Ludwig dropped the spear and stood in silence for a moment, all around men and women of many nations looked at one another, blood drenched in their battered clothing, all seemed tired and close to being beaten themselves. From a battlement above, a horn of Middenheim rang out and within a heartbeat the cheer rang across the entire battleline. The battle for Middenheim was over and Chaos had been defeated.

Ludwig fell to his knees and clenched his fists together, the roar of celebratiion around him blanked out by his thumping heart. Unable to speak, unable to move, Ludwig just managed a silent prayer to Sigmar and thanked Morr that he was still alive.


----------



## Hespithe (Dec 26, 2006)

It needs a bit of a spell check..... 10 errors, not to include the differences between British and American English (which I happen to like). It is only 1446 words long, so it is well within the guidelines. Just a spell-check and you're golden!

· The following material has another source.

PR #28979, opened 2025-11-19
[ROCm][CI] Fix entrypoints tests and Python-only installation test on ROCm

AndreasKaratzas:
This PR fixes ROCm CI failures by:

Oh, btw for all of you who may be wondering.... I would do the spell-check myself, but I do not have the authority to edit posts in this forum. Cheers.


----------



## Druchii in Space (Apr 7, 2008)

Oh okay, I'll have a look, if its one entry I prefer the one I'm tidying up, but If I can do more than one (will check in a sec I'd enter this too.) As to spelling errors, cheers I'll get that sorted, tbh I took this from an old file on my USB and just copied and pasted it, didn't consider a spell check. Also I write free form so I tend to miss errors quite often, should check more. I also have a nagging doubt I might be dislexic, due to my problems spelling words, mis using words (I have the right one in my head but I type in the wrong one) and pronounciation probs when I'm talking sometimes.. but I've never looked into it. Love writing though, so I don't let it get me down.


----------



## Hespithe (Dec 26, 2006)

Please feel free to post one for Fantasy and one for 40K.


----------